Academic journal article Modern Journal of Language Teaching Methods

The Impact of Choosing Title Activities as a Post-Reading Task on Learning Reading Comprehension among Pre-Intermediate Language Learners

Article excerpt

2Department of ELT, Ahvaz Branch, Islamic Azad University, Ahvaz, Iran.

1.Introduction

In order for language learners to function in a foreign language, they need to be able to speak, listen, write and read that language. In academic settings, reading is assumed to be the central means for learning new information (Celce-Murcia, 2001).

Reading as a skill has received a lot of attention almost in every pedagogical situation because the purposes of reading and the tasks it fulfills can be various and it can affect the learning of other components as well. Richards and Renandya (2002) stated that there are some reasons that reading receives a unique attention among second or foreign language learners. At first, the learners want to be able to read for gaining important information about their careers or their majors. Second, they are able to enhance the process of language learning via written texts which follow various pedagogical goals. "The reading goal is to read for meaning or to recreate the writers meaning. Reading to improve pronunciation practice, practice grammatical forms, and study vocabulary does not constitute reading at all because, by definition, reading involves comprehension. When readers do not comprehend, they do not reading" (Chastain, 1988, p. 217).

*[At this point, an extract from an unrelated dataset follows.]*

PR #474, opened 2019-03-18
Fix LineLength offenses in all tasks

JoeCohen:
This needs review more than other LineLength PRs, as I assume these files are not tested.


JoeCohen:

Reading comprehension is thus an interactive process between the reader and the text. In that the reader is required to fit the clues providing in the text to his or her own background knowledge. Reading for comprehension is the primary purpose of reading skill. Thus raising students' awareness of main ideas in a text and exploring the organization of a text are essential for good comprehension. As a consequence, the use of graphic representation to highlight text organization and to indicate the ordering of the content information is an important resource for comprehension instruction (Nunan, 2006). Celce-Murcia's (2001) framework of reading instruction consists of: pre-reading instruction, during-reading instruction, and post-reading instruction.

Post-reading instruction focuses on the development of opinions on the texts to discuss the major ideas to be understood by the learners. Demand a critical stance on text information, or oblige students to connect text information to personal experiences and opinions. All three components of the frame work may be integrated into a single lesson with a short reading passage on a familiar topic or they may run across numerous lessons. Reading is a complex skill and we want to see whether choosing title activities as a post-reading task is effective in reading comprehension or not (Celce-Murcia, 2001). To achieve the purpose of reading comprehension, an appropriate approach or methodology is required. Language teaching methodologies involve some of the more popular second language teaching methods of the last half century (Richards & Rodgers, 2001).

Alongside content-based instruction (CBI), task-based language teaching (TBLT) has gained a considerable degree of attention around the world. In TBLT, the learners are given an opportunity to explore the language (Skehan, 1998). Successful teachers have always helped their students to create a connection between the new information they obtain with their real lives. Post-reading activities and tasks are used to help ESL students to think about and respond to texts they have read (Morris & Stewart-Dore, 1990). They support students to consider what they have read and learned that they might use for other language and literacy related activities such as presentations or reading texts.

According to Richards and Renandya (2002), it is important to note that not all but the majority of the writers agree that post-reading tasks should be included in the extensive reading programs. Although the post-reading tasks take time away from reading and may prevent the students' enjoyment from reading, but it should be seen as its own reward in extensive reading. …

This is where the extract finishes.